El capitalismo triunfa, y las
riquezas se mueven. La nobleza
basaba su poder en la cuna, es
decir, importaba la sangre y la
familia a la que pertenecías, y
eso era inamovible. Pero ahora
se empiezan a crear grandes
fortunas. Como contrapartida van
a aparecer los primeros
movimientos obreros. Irrumpe en
el panorama social el socialismo
y la idea de la lucha de clases.
En este panorama de cambios
históricos el arte va a analizar
la realidad que le rodea. Para
elaborar este análisis se cambia
el modo de ver la vida. La
historia y la mitología pierden
importancia. Los artistas pasan
a retratar la realidad en la que
viven.
En literatura la novela se hace
la reina de los géneros, pero ya
no es una novela histórica como
n el periodo romántico, sino que
pasa a ser un retrato fiel de la
realidad. Pero se divide en dos
interpretaciones: Realismo
propiamente dicho y Naturalismo.
El Realismo:
Busca la observación de la
realidad de una manera objetiva.
Plantea una crítica social y
busca temas que siempre se
extraen de la burguesía. A su
vez este realismo se divide en
dos ramas, una conservadora,
puramente esteticista, cuyos
máximos exponentes son Juan
Valera, autor de Pepita
Jiménez, y José María de
Pereda, con Peñas arriba;
la otra es la rama progresista,
que plantea una denuncia social.
Se caracteriza por el narrador
omnisciente que, en un estilo
sobrio hace un retrato de los
personajes y de los temas de
época siempre desde una actitud
crítica.
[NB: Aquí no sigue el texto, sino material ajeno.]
PR #143, opened 2014-04-01
Add support for feeding GCC's build warnings.

francoisferrand:
The sonar.cxx.compiler.parser property can be used to select either vc (default)
or gcc build log parser.


guwirth:
Docu: https://github.com/wenns/sonar-cxx/wiki/Compilers

PR #252, opened 2014-07-03
introduce project base dir property  to search for report path

jmecosta:
in multi module configuration we dont have access to project base dir. it usefull to include all the reports in this folder and be able to resolve the reports from there. This will be the case if using the visual studio bootstrapper. 

Pull request created to start discussion.

Later it might need to be extended to support include directories. I did not do that because i always use absolute paths to resolve include directories


jmecosta:
#358

PR #335, opened 2014-12-23
Extend XPathCheck with path filter

guwirth:
- matchFilePattern allows Ant-style matching patterns for the path.
- If no matchFilePattern is defined all files are evaluated.

Main idea of this extension is to restrict a check to special:
- file extension
- filename
- path


guwirth:
docu: https://github.com/wenns/sonar-cxx/wiki/Create-Custom-Rules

El autor es el dios
creador de la novela que sabe
todo lo que los personajes van a
hacer.
Dentro de esta corriente tenemos
a Leopoldo Alas "Clarín", con su
novela La Regenta, y a
Benito Pérez Galdós, muy
prolífico, que llegó a trabajar
el paradigma histórico incluso,
con los Episodios Nacionales.
Éste propugna un profundo cambio
social y llega a atacar la
intolerancia religiosa.
El Naturalismo:
Tiene muchas influencias del
realismo progresista, pero
también mama de las nuevas
tendencias filosóficas de la
época, como la corriente
determinista, que planteaba que
la persona estaba atada a su
destino y éste no podía hacer
nada por cambiarlo. También toma
fuentes del socialismo
experimental que se estaba
creando. Para ellos el hombre no
es más que un producto del
ambiente que le rodea sumado a
la herencia.
Sus máximos exponentes en España
son Emila Pardo Bazán, con
Los Pazos de Ulloa y Vicente
Blasco Ibáñez con La Barraca
y Cañas y Barro. Éstas
son novelas que retratan el
ambiente rural del siglo XIX.
En definitiva, el realismo acaba
con el idealismo romántico. Todo
el subjetivismo del movimiento
anterior se ve desplazado por
esta corriente objetivista. El
empirismo que comenzón con la
ilustración alcanza su cénit en
el análisis de la sociedad, pero
no a través del ensayo sino a
través de la novela. Ésta
alcanza mayor difusión al
extenderse el folletín. Los
folletines son cuadernillos que
se vendían periódicamente hasta
completar el volumen.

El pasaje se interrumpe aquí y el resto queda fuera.